What do you do when you find yourself becoming obsolete? It’s a fate as certain as death — in the words of Abraham Simpson, “I used to be with it, but then they changed what it was. Now what I’m with isn’t it, and what’s it seems weird and scary to me. It’ll happen to you.”

Well, Neil Young wrote a timeless, eternal album when he was worried he was becoming irrelevant. (And jeez, he was only 34 — I was kind of hoping my expiration date is a little later.) This record is a mix of overdubbed live recordings and studio tracks, making it a liminal album in more ways than one.

The record is bookended by by two very different takes on the same song. Opener “My, My, Hey Hey (Out of the Blue)” (co-written by onetime bandmate Jeff Blackburn) is a soft acoustic version. Written in part as a tribute to Sex Pistols’ Johnny Rotten (which I bet you guessed) and in part as an homage to Devo (which I bet you didn’t), this thoughtful song was unfortunately quoted in Kurt Cobain’s suicide note: It’s better to burn out than to fade away.

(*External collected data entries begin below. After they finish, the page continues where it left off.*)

PR #2181, opened 2025-06-09
Matter Appliance minor refactor

nickolas-deboom:
# Type of Change

          - [ ] I have signed the CLA
- [x] Bug fix
- [ ] New feature
- [x] Refactor

# Checklist

# Description of Change

This change moves some common functionality into common-utils.lua, implements do_configure in the subdrivers rather than the main driver, and also contains some minor fixes involving embedded clusters.

# Summary of Completed Tests

Regression tested with VDA for each supported device type.

### DIFF
--- a/drivers/SmartThings/matter-appliance/src/test/test_laundry_washer.lua
+++ b/drivers/SmartThings/matter-appliance/src/test/test_laundry_washer.lua
@@ -1,0 +1,187 @@
+-- Copyright 2025 SmartThings
+--
+-- Licensed under the Apache License, Version 2.0 (the "License");
+-- you may not use this file except in compliance with the License.
+-- You may obtain a copy of the License at
+--
+--     http://www.apache.org/licenses/LICENSE-2.0
+--
+-- Unless required by applicable law or agreed to in writing, software
+-- distributed under the License is distributed on an "AS IS" BASIS,
+-- WITHOUT WARRANTIES OR CONDITIONS OF ANY KIND, either express or implied.
+-- See the License for the specific language governing permissions and
+-- limitations under the License.
+
+local test = require "integration_test"
+test.set_rpc_version(6)
+local t_utils = require "integration_test.utils"
+local capabilities = require "st.capabilities"
+local clusters = require "st.matter.clusters"
+
+local APPLICATION_ENDPOINT = 1
+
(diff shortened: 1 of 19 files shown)


hcarter-775 (approved):
nice job. seems very necessary :+1:

nickolas-deboom:
I made an update to move some of the temperature attribute and capability handlers into the main driver and remove them from the subdrivers because these have the same behavior in all cases. I left `temperature_setpoint_attr_handler` and `setpoint_limit_handler` defined in the subdrivers because difference min and max values are used in these handlers depending on the device type.

drivers/SmartThings/matter-appliance/src/test/test_laundry_washer.lua
```diff
@@ -0,0 +1,187 @@
+-- Copyright 2024 SmartThings
```
nickolas-deboom: I moved these test cases into their own file in order to properly test the doConfigure logic in `test_init`

hcarter-775:
> I made an update to move some of the temperature attribute and capability handlers into the main driver and remove them from the subdrivers because these have the same behavior in all cases. I left temperature_setpoint_attr_handler and setpoint_limit_handler defined in the subdrivers because difference min and max values are used in these handlers depending on the device type.

do you think it would be too much to put them in the main driver but make the min/max be parameters that can be passed in by the actual implementation in the subdriver? Or is that too much you think

nickolas-deboom:
> > I made an update to move some of the temperature attribute and capability handlers into the main driver and remove them from the subdrivers because these have the same behavior in all cases. I left temperature_setpoint_attr_handler and setpoint_limit_handler defined in the subdrivers because difference min and max values are used in these handlers depending on the device type.
> 
> do you think it would be too much to put them in the main driver but make the min/max be parameters that can be passed in by the actual implementation in the subdriver? Or is that too much you think

In the last commit I attempted this, but ended up leaving the handlers in the subdriver, determine which set of min/max values should be used, and calling a helper function in the common module to do the handling. I don't think there is a way to avoid having the handlers in the subdrivers because the endpoint / component are needed to make the determination on which range to use. Let me know what you think!

hcarter-775:
works for me, I like it :+1:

Young was reportedly quite distressed by this and dedicated his album Sleeps With Angels to Cobain. The closer “Hey Hey, My My (Into the Black)” is the intro’s evil doppelganger — maybe because he’s actually collaborating with Devo.

The first half of the record is mostly solo songs from Young, sounding like a cowboy traveling through space. “Pocahontas” is a surreal, lonely trip through history, where we learn that if Neil Young could eat dinner with two people living or dead, they would be Marlon Brando and Pocahontas. “Sail Away” features Nicolette Larson, a frequent collaborator of Young’s who died in ’97 of liver failure at age 45. Larson and Young have beautiful, weathered harmonies together, and throw out some great lines, like See the losers in the best bars/Meet the losers in the dives. One of the standouts on this half is “Thrasher,” an Americana ballad about the ancient art of road tripping. God, how does he get his harmonica to be so soft and delicate? I’ve been fighting with mine for nearly a month now. It still sounds like a slightly-tuneful chainsaw.

Crazy Horse enters the chat on the second half of the record, and they’re all power chords, frank guitar solos, and swagger. “Powderfinger” is the record’s lyrical peak: a young man dies defending his family, mourning all the role models he no longer has. Rolling Stone calls this Young’s “greatest song ever,” which means that whoever wrote that blurb was a huge Neil Young fanboy.

Contemplative songs dominate, but my favorite version of Neil Young is when he gets silly. The “extraterrestrial folk song” “Ride My Llama” watches a man from Mars steal all of Young’s guitars, whatever the hell that means. “Welfare Mothers” declares that Welfare mothers make better lovers, which they probably do. “Sedan Delivery” has a lyric about varicose veins.

What do you do when you find yourself becoming obsolete? I guess create a masterpiece. Easy.